Handle With Care: The Art & Science of Manually Classifying Data

At Kinzen we are constantly trying to find the right balance between scalable solutions to improve the quality of online information and the necessity for a considered approach to the data that goes into building those solutions. 

Our systems help partners detect disinformation and hate speech by pairing our editorial experts in different regions around the world with our product and engineering team. 

In the middle sits a vital component to ensuring that our data is best-in-class and vetted with consideration and thoroughness: our Human-in-the-Loop (HITL) team. 

We know that the complexity of language, the value of expert knowledge, and the importance of quality data (over quantity of data) are key to building systems that help partners protect their communities. 

That’s why every single piece of data is manually reviewed, and we are constantly considering and reviewing the outputs of our models. 

Kinzen’s Knowledge Graph contains detailed information about the nature, usage, and threat of each term, phrase, or hashtag associated with disinformation campaigns. 

As we continue to learn, we have identified several core principles that guide our work in refining data for our partners. These include the importance of always testing our assumptions, understanding how to navigate the tricky world of multilingual databases, and always being aware of the evolution of language and content.

Test Your Assumptions

Everyone carries their own internalized biases and assumptions about how language is used in digital ecosystems. 

Organizations such as the Algorithmic Justice League have highlighted some of the societal inequities and harms that can occur when biases are embedded in tech. 

At Kinzen, we recognize that our personal and professional experiences shape our instinctive perceptions of a particular term, phrase, or hashtag. To ensure we counter our biases and that we are auditing language from as neutral a perspective as possible we have a core philosophy of testing our assumptions.

In our review process we verify how different platforms, spaces, and content types shape the meaning, either explicitly or implicitly, of content. 

Our data is always seen by multiple pairs of eyes before it is approved, and we have added further checks and balances to our processes, including open review sessions where people from across the company can observe and help improve our work.

Consider the Evolution of Language (From Fringe to Mainstream)

One critical facet of our editorial experts’ data gathering is the ability to intercept emergent disinformation at the earliest point possible. 

First Draft has described the “Trumpet of Amplification”, a useful guide to understanding the increasing oxygen of engagement that disinformation can receive as it spreads across different types of media. 

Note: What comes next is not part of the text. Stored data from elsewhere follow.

Issue #1121, opened 2022-05-03
Suggestion: enable pacman color and parallel downloads by default


Schweber:
I think this would lead to a faster installation and a more visually pleasing installation.

Personally, i am using Parallel Downloads = 10

Torxed:
Possible duplicate of #220 and

Issue #930, opened 2022-02-01
Parallel downloads 


RedCommand:
Why not activate parallel download by default or maby an option durring the setup ?

Torxed:
We rely on the defaults used on the ISO. We could add an option for it and present it, sure.
But we are already getting one too many questions during install I think, so this would have to be up for discussion before we commit to this change.

Do people want one more menu entry? Or should a petition be started upstream to `archiso` and namely the `releng` configuration?

l4zy0n3:
I think the petition way would be better, but this is just my humble opinion, as there would be no end to adding optional features as menu entries. Instead, for now, we could leverage plugins, custom commands to add these optional features to try to keep the installer modular and minimal. Installer stability and repeatable builds could be prioritised over adding non defaults. Again, just my 2 cents 🙂

Torxed:
> I think the petition way would be better, but this is just my humble opinion, as there would be no end to adding optional features as menu entries. Instead, for now, we could leverage plugins, custom commands to add these optional features to try to keep the installer modular and minimal. Installer stability and repeatable builds could be prioritised over adding non defaults. Again, just my 2 cents slightly_smiling_face

I fully agree. I could perhaps wrap up a plugin example, consider it the same value `AUR` has to the normal packaging.
It's optional things people can hook into their systems. And a plugin in this case wouldn't be a bad idea :)

For the uninitiated, as a concept example: `archinstall --plugin https://github.com/Torxed/archinstall-paralell-downloads.py`

edl2:
whichever of the three options it is i would say this is really important to the user experience and should not be ignored

Torxed:
I'll ask around and see why it's not enabled by default in upstream archiso releng configuration.
I suspect there might be a reason. I too like the faster downloads using parallel downloads :)

matteoturini:
forgot to enable parallel downloads, speeds suffering

Torxed:
I've gotten some info on the topic. And one of the main reasons is for the mirrors to not suffer as much.
If everyone had X amount of parallel downloads enabled by default that would hog a lot of connection resources for mirrors.

One could probably argue that they would survive, but at some cost.
But that's the reason and we'll honor it. It's relatively easy to modify `/etc/pacman.conf` before running any installation, so users who know what they're doing can easily do so without additional menu entries.

I'm not ruling it out for the future, but I'll close this one for now as the recommendation is to not enable it for a wider audience :)

godalming123:
[...]

PR #4404, opened 2026-04-10
Add Pacman settings submenu with Color and ParallelDownloads

Softer:
- Related to: #1121, #930 

## PR Description:

Replace the standalone "Parallel Downloads" menu item with a "Pacman" submenu (hidden behind the --advanced flag, same as before) containing two options: 
* ParallelDownloads (default 5) 
* Color (default on). 

ParallelDownloads is applied to the live system immediately for faster package installation. Both settings are written to the target system's /etc/pacman.conf by uncommenting and setting the corresponding lines.

Old config files using "parallel_downloads": N are still parsed correctly via a fallback in from_config().

## Tests and Checks
  - Run with --advanced, open Pacman submenu, change both values
  - Verify target /etc/pacman.conf has correct ParallelDownloads and Color after install
  - Run without --advanced — Pacman menu hidden, defaults (5, Color on) applied
  - Load old config with --config containing "parallel_downloads": 3 — parsed correctly


svartkanin:
I like the change but I still need to test and review it properly. 
One thing though, lets not put the entire pacman config menu entry behind the `--advanced` but only the parallel downloads as we may want to have actual future settings in that sub-menu that are fine without advanced.

Softer:
> One thing though, lets not put the entire pacman config menu entry behind the `--advanced` but only the parallel downloads as we may want to have actual future settings in that sub-menu that are fine without advanced.

I agree, but right now we have only two options in this menu, and both of them are advanced in my opinion. :)

archinstall/lib/models/pacman.py
```diff
@@ -0,0 +1,37 @@
...
+@dataclass
+class PacmanConfiguration:
+	parallel_downloads: int = 5
+	color: bool = True
+
+	@classmethod
+	def default(cls) -> Self:
+		return cls()
+
+	def json(self) -> dict[str, Any]:
```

Our researchers focus on the digital locations most used in the spread of localized, harmful campaigns in individual markets. 

In an increasingly fragmented space of social platforms, where each month there are new trending alternative platforms, the agility of our editorial network in researching the right spaces is a key asset for Kinzen and the ongoing development of our Knowledge Graph.

Another point of consideration when dealing with hate speech and narratives of disinformation targeting groups with protected characteristics is the reclamation of abusive language by those groups. In particular, a word like “Queer” has been reclaimed in a positive sense by the LGBTQI* community online and offline in recent years.

Consider the Evolution of Content (From Text to Video/Audio/Live)

Protecting online communities from harm has become an increasingly difficult proposition for platforms as the number of content types have increased, with the challenge of written text an entirely different one to video, live chat, or community-driven audio spaces. 

At Kinzen our experts track the spread and evolution of campaigns of harmful information from text to audio and back again. 

We capture at different points in a campaign’s life cycle the similarities and nuanced differences between how an anti-vaccine phrase like “gene altering vaccines” might appear in a video or audio context, or how it could be represented as a hashtag, or with textual variations.

Conclusion: The Value of Kinzen’s Approach

Purely automated systems of content moderation have been shown to be ineffective solutions to the crisis of information quality online, at least until now. 

The ‘infodemic’ has helped undermine public trust in institutions, increased digital polarization and fostered an environment of hate in many digital spaces. 

It is clear that if we want to substantially change the quality of information we are exposed to online, we need a new approach. 

At Kinzen, we have learned from the mistakes of the past by taking expertly picked, hand-curated data and scaling the value of that information in a responsible and controlled manner. 

We solve difficult problems for partners by using this ground-up approach and HITL team to provide accurate, informed and actionable information, all with the goal of empowering companies to protect their most valuable asset: their community.